What to produce
Copy, from the data below, each line that has the word "compare".

Data under study
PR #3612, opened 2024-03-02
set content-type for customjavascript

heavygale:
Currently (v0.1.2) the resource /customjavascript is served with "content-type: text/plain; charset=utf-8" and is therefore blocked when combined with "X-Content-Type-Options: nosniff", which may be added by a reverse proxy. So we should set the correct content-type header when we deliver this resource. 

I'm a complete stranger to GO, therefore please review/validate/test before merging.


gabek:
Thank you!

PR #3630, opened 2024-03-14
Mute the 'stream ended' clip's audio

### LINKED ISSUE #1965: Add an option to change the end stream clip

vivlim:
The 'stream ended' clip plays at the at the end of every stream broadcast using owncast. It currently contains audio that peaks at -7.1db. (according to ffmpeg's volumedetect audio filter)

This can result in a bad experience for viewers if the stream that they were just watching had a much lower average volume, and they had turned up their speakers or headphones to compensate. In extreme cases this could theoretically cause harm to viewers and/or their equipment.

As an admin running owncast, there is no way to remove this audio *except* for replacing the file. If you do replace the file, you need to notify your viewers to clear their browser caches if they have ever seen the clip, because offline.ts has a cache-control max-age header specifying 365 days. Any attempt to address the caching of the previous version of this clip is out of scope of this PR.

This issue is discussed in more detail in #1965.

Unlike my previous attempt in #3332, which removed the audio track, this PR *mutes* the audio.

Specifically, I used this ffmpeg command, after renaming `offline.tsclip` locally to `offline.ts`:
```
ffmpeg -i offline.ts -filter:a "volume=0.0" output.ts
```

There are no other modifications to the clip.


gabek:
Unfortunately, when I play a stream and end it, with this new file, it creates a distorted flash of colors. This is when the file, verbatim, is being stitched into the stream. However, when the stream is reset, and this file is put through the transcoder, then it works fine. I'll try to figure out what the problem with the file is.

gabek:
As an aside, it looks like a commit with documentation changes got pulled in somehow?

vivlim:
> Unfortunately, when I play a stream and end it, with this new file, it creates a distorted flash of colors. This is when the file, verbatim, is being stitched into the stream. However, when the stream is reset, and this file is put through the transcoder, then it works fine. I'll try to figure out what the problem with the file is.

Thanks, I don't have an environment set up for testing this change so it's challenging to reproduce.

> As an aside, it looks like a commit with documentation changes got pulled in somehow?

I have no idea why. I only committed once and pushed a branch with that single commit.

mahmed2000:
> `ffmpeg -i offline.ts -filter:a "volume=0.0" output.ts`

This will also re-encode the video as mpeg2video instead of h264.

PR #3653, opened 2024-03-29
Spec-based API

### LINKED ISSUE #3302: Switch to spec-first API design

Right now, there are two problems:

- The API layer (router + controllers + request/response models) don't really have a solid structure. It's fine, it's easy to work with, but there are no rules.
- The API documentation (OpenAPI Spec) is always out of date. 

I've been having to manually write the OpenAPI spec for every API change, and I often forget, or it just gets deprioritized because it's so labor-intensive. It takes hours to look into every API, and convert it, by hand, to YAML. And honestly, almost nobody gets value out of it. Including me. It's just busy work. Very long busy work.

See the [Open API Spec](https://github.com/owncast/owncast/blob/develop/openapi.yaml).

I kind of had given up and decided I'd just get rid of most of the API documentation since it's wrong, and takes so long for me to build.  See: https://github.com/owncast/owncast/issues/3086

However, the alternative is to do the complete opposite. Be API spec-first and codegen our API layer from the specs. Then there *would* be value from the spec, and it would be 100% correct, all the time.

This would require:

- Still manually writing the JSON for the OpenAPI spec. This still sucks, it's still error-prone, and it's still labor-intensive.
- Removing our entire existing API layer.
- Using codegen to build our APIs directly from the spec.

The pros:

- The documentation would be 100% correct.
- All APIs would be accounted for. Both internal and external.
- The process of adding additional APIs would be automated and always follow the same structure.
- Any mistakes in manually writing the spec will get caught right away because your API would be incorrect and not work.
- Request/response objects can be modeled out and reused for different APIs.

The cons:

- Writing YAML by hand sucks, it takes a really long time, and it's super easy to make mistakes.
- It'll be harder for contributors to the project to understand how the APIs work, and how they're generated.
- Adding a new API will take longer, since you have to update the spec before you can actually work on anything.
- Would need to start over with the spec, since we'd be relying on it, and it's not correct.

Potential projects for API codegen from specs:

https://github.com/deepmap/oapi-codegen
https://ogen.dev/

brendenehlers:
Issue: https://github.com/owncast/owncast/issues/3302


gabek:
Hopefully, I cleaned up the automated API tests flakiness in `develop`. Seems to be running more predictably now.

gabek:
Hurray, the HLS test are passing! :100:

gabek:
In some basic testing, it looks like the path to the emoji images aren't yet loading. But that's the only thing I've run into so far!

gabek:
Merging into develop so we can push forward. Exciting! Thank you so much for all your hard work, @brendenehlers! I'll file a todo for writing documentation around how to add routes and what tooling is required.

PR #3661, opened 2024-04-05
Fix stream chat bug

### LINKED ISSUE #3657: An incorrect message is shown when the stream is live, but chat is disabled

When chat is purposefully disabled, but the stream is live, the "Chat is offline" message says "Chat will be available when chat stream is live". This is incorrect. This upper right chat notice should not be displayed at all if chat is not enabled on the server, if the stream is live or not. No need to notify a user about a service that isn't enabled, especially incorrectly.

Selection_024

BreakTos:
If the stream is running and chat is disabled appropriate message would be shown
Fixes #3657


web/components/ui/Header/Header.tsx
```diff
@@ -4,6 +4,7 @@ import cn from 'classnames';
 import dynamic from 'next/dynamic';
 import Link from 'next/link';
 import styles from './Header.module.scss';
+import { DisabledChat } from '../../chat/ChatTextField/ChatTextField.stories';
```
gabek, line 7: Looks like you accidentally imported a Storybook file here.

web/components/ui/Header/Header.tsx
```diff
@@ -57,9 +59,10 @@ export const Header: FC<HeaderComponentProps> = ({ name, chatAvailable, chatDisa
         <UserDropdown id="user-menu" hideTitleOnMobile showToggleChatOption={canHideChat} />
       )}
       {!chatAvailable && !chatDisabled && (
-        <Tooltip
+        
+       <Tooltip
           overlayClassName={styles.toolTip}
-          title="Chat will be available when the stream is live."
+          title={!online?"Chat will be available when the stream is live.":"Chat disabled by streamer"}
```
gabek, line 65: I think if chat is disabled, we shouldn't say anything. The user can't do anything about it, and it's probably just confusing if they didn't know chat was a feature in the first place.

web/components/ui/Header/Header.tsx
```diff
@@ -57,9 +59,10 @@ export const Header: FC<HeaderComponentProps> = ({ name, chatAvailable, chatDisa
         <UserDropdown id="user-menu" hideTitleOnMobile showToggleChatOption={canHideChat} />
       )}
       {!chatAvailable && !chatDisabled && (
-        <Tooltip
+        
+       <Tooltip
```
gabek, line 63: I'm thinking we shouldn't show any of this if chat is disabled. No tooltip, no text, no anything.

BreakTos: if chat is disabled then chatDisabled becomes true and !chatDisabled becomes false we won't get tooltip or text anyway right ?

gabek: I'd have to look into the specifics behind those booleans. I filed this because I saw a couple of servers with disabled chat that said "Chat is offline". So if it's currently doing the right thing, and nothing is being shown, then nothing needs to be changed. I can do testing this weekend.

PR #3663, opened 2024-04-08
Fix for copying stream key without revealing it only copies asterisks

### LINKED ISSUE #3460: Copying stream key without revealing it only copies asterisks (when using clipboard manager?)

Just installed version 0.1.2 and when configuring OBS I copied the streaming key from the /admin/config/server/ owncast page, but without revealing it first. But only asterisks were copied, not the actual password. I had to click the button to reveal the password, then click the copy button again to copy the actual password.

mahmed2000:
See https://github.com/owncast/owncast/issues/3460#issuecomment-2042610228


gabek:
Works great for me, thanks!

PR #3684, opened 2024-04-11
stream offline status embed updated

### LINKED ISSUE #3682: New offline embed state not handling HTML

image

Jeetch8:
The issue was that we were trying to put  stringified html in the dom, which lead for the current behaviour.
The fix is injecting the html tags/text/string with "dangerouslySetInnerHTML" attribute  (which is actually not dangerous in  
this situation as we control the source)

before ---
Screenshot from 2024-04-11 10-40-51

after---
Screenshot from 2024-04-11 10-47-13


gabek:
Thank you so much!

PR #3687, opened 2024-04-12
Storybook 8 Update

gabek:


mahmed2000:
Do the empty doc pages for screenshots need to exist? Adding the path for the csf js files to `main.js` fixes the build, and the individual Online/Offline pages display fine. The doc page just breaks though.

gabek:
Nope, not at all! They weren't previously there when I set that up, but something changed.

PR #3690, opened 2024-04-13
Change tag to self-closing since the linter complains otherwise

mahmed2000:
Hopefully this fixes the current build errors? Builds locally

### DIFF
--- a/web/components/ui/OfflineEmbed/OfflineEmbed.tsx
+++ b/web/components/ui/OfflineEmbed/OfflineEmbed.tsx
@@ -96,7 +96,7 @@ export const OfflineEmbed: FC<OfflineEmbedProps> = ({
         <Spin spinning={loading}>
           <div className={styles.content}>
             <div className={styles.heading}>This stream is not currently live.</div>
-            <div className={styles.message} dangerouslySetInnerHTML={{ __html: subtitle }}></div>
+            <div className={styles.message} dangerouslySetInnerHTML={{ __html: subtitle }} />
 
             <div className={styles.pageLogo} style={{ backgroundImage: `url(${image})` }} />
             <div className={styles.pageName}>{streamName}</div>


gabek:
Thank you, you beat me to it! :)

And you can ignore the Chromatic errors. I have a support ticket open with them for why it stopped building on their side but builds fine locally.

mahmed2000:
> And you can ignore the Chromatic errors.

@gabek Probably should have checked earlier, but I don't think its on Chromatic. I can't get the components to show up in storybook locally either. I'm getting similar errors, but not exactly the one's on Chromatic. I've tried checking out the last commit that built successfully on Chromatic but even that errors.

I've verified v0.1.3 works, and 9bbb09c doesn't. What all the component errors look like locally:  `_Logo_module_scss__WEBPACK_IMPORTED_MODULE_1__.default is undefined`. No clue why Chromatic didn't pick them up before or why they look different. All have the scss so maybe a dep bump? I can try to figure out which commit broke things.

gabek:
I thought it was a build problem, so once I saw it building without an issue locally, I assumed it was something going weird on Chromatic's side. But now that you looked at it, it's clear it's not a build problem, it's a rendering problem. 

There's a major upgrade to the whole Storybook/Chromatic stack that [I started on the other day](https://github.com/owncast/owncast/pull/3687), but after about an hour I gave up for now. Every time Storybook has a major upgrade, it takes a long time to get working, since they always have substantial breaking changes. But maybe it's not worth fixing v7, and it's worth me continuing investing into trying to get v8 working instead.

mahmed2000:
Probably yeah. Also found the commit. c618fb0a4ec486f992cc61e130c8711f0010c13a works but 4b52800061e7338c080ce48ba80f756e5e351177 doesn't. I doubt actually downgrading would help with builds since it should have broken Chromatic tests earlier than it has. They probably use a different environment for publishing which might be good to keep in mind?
==
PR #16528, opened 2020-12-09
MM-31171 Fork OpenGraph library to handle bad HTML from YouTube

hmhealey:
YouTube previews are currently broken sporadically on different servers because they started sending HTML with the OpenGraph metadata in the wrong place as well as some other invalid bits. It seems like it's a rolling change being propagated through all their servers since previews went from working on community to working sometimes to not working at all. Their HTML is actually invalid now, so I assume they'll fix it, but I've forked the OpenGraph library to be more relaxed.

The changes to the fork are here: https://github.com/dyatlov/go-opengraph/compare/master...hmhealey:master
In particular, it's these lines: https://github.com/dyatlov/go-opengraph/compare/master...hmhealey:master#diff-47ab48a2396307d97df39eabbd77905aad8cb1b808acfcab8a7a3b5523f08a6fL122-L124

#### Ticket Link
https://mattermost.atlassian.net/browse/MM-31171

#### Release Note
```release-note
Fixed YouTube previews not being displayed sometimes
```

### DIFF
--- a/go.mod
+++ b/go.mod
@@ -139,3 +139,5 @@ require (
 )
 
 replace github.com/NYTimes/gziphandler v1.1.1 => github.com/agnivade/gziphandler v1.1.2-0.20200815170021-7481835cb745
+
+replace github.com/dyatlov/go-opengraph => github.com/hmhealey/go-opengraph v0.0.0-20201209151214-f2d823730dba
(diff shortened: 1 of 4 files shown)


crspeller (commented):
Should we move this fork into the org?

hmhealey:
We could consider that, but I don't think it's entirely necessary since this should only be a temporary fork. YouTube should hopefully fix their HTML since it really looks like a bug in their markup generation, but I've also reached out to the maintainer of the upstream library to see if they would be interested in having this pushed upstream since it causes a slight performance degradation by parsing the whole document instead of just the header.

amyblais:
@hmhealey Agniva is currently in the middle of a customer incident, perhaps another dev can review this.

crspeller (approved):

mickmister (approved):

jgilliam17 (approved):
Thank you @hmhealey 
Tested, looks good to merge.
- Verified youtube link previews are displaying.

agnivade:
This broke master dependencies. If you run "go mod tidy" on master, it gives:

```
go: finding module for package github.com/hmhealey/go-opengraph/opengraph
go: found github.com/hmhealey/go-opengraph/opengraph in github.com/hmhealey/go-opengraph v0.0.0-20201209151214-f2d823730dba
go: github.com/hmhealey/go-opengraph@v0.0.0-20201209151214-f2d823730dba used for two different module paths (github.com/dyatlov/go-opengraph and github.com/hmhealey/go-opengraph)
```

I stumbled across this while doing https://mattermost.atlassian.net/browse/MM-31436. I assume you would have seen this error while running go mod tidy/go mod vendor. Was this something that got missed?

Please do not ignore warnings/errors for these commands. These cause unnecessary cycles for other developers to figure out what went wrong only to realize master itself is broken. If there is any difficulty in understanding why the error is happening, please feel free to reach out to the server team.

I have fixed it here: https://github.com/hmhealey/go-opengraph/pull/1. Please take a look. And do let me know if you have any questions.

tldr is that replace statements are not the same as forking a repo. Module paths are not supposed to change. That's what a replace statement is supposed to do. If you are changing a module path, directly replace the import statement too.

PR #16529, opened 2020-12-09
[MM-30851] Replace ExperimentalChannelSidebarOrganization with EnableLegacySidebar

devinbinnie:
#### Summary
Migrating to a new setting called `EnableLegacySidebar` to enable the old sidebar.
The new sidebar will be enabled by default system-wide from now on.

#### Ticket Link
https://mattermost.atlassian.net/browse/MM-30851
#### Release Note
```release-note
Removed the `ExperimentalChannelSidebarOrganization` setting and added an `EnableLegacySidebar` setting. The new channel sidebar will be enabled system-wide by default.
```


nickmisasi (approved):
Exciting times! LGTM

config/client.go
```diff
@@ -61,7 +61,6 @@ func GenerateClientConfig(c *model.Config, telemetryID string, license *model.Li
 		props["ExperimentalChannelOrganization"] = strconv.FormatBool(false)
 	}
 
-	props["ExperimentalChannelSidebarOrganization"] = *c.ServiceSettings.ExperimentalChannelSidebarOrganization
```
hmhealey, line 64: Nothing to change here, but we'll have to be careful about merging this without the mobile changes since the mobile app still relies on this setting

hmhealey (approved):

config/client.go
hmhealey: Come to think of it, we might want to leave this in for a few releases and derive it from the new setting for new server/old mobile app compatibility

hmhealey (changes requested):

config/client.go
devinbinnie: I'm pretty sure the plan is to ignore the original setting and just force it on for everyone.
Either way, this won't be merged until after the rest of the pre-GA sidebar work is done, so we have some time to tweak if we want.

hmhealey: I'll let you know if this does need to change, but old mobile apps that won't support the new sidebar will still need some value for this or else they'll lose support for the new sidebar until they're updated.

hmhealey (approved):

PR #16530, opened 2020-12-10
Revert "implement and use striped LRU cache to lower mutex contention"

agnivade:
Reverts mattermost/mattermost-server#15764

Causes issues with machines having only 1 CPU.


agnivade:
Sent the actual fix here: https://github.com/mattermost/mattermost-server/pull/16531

Response
The changes to the fork are here: https://github.com/dyatlov/go-opengraph/compare/master...hmhealey:master
In particular, it's these lines: https://github.com/dyatlov/go-opengraph/compare/master...hmhealey:master#diff-47ab48a2396307d97df39eabbd77905aad8cb1b808acfcab8a7a3b5523f08a6fL122-L124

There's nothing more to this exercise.